Upstream Source Data

This is probably one of the easiest areas to explain. The majority of the time, your data warehouse source data will simply be files. Why files, you might ask, when all our applications are in relational databases? The reason is simple: 90% of the upstream OLTP application production support teams are not going to permit an external team (such as a data warehousing team) to write and schedule code to run against their production application. Why? Because if your code drags their system to its knees or blows apart their job schedule, then they get paged and will face any associated customer grief, not you. So they will provide you with files to meet whatever specifications you provide, but they will write the code and schedule it, not you. That's just how it's done in large shops with lots of controls.

Thus, we can adjust Figure 6-1 to look like Figure 6-3, where we removed the extraction concept and used data files as our data source. The approach names, transform, then load and load, then transform, probably now make more sense.

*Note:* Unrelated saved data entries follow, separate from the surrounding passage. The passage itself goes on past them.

PR #542, opened 2020-11-23
Rust release job

saolsen:
`cargo package` as part of release job and `cargo publish` as part of publish job.

### DIFF
--- a/.github/workflows/publish.yml
+++ b/.github/workflows/publish.yml
@@ -113,3 +113,39 @@ jobs:
         run: echo '//registry.npmjs.org/:_authToken=${NPM_AUTH_TOKEN}' > .npmrc
       - run: npm publish
         working-directory: "oso-js-node-${{ github.event.inputs.version }}"
+  rust:
+    name: Publish Rust crates to Crates.io
+    runs-on: ubuntu-18.04
+    env:
+      CARGO_REGISTRY_TOKEN: ${{ secrets.CARGO_REGISTRY_TOKEN }}
+    steps:
+      - uses: actions/checkout@v2
+      - uses: actions/cache@v2
+        with:
+          path: |
+            ~/.cargo/registry
+            ~/.cargo/git
+            target
+          key: ${{ runner.os }}-cargo-release-${{ hashFiles('**/Cargo.lock') }}
+      - name: Install Rust stable toolchain
+        uses: actions-rs/toolchain@v1
+        with:
+          profile: minimal
+          toolchain: stable
+          override: true
+      - name: package polar-core
+        working-directory: polar-core
+        run: |
+          cargo publish
+      - name: package polar-core
+        working-directory: polar-core
+        run: |
+          cargo publish
+      - name: package oso-derive
+        working-directory: languages/rust/oso-derive
+        run: |
+          cargo publish
+      - name: package oso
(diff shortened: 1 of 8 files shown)


.github/workflows/publish.yml
```diff
@@ -113,3 +113,39 @@ jobs:
...
+      CARGO_REGISTRY_TOKEN: ${{ secrets.CARGO_REGISTRY_TOKEN }}
+    steps:
+      - uses: actions/checkout@v2
+      - uses: actions/cache@v2
+        with:
+          path: |
+            ~/.cargo/registry
+            ~/.cargo/git
+            target
+          key: ${{ runner.os }}-cargo-release-${{ hashFiles('**/Cargo.lock') }}
```
samscott89, line 129: Does this work as a cache key?

.github/workflows/publish.yml
```diff
@@ -113,3 +113,39 @@ jobs:
...
+        uses: actions-rs/toolchain@v1
+        with:
+          profile: minimal
+          toolchain: stable
+          override: true
+      - name: package polar-core
+        working-directory: polar-core
+        run: |
+          cargo publish
+      - name: package polar-core
```
samscott89, line 140: polar-core is here twice

polar-capo and polar-wasm-api instead?

.github/workflows/release.yml
```diff
@@ -294,6 +294,40 @@ jobs:
...
+        with:
+          profile: minimal
+          toolchain: stable
+          override: true
+      - name: package polar-core
+        working-directory: polar-core
+        run: |
+          cargo package
+      - name: package polar-core
+        working-directory: polar-core
```
samscott89, line 320: Same as other comment

.github/workflows/publish.yml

Figure 6-3. File Based Source Means Simply Transform and Load


Of course there are exceptions to every rule. In some cases, you may be the DBA for both the OLTP and data warehouse applications. Or, your shop may not have as many controls. You might even have exceptional DBAs who coordinate their activities and share some of their responsibilities. If so, then you're very lucky. Every data warehouse I've worked on has been a separate team. As such, we've always had to document for other teams what output we needed from their systems and then lived with whatever schedule they dictated for execution and delivery. Don't fret or fight it; it's just a normal control condition for successfully managing large-scale production applications.

The major problem you run into here is with scheduling. If the upstream applications cannot produce your necessary source data in time for you to process it before your data warehouse must come online, then you may have to process that data a day late. In other words, your data warehouse may be 24?48 hours behind the production OLTP systems' data. Take time to clearly explain this to the business sponsor; it should not be an issue. Remember, the data warehouse is used for strategic purposes, and a day or two behind should not impact truly long-term or strategic reporting/planning.

However, if the sponsoring user won't budge, then you'll have to open the warehouse later (i.e., whenever you can complete the data loads for the source data that arrives the latest). It may even be that you open portions of the warehouse at different times based on this. For example, order data may come online in the warehouse at 7:00 a.m., while sales data may not come online until 9:00 a.m. I've even done data warehouses where the data is always online, but is switched over to the most current day's load at 9:00 a.m. This lets the users do work, but they know that they will not have the previous day's data available until 9:00 a.m. The point is to be creative; when you get down to it, a data warehouse is really nothing more than a glorified reporting system. While it might be important to both high-level managers and executives, the organization can still book business via its OLTP systems. But, these people should be flexible when it comes to providing a platform from which to make truly strategic decisions.

I'm going to present the various data loading architecture implementations assuming a data source of files. The translation for these example implementations to instead use database tables as their data source (which should be quite simple and straightforward) is left to the reader as an exercise.